> **Material supplied**
PR #1348, opened 2021-08-17
Fix CLI driver selection

cme:
* Make driver id on command line case-insensitive
  * Add PulseAudio, CoreAudio, PortAudio to the GUI app's command line

Really there should be a driver registry or similar to handle this sort of thing

### DIFF
--- a/src/cli/main.cpp
+++ b/src/cli/main.cpp
@@ -230,6 +230,7 @@ int main(int argc, char *argv[])
 			exit(0);
 		}
 
+		sSelectedDriver = sSelectedDriver.toLower();
 		if (sSelectedDriver == "auto") {
 			preferences->m_sAudioDriver = "Auto";
 		}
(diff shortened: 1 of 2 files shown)


theGreatWhiteShark:
Just a thought. Which drivers are supported for a specific version/platform of Hydrogen should be known at compile time, right? You introduced a list of available drivers in `startAudioDriver()`. Maybe we could create this list at compile time and use it for both the driver selection, the parsing of the command line arguments, and the messages printed using `hydrogen --help`. After all, the code seems to be tailored for Linux versions only but selecting the driver from CLI may be useful on Mac or Windows too.

cme:
> Just a thought. Which drivers are supported for a specific version/platform of Hydrogen should be known at compile time, right? You introduced a list of available drivers in `startAudioDriver()`. Maybe we could create this list at compile time and use it for both the driver selection, the parsing of the command line arguments, and the messages printed using `hydrogen --help`. After all, the code seems to be tailored for Linux versions only but selecting the driver from CLI may be useful on Mac or Windows too.

Yeah, after thinking about this a little today, I want to refactor these things into a single driver registry class that knows about all the drivers available, their names etc, and can also store some more status for display in the driver info text box (because dumping driver problems to the errorlog doesn't really seem the most helpful way of telling the user when things change.

Also having been in the PreferencesDialog code for adding PortAudio things, having a single source for driver info would make a lot of that code a lot cleaner too.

> **Work item**
Go over the listing above and copy out each line that includes "PortAudio".

> **Task result**
  * Add PulseAudio, CoreAudio, PortAudio to the GUI app's command line
Also having been in the PreferencesDialog code for adding PortAudio things, having a single source for driver info would make a lot of that code a lot cleaner too.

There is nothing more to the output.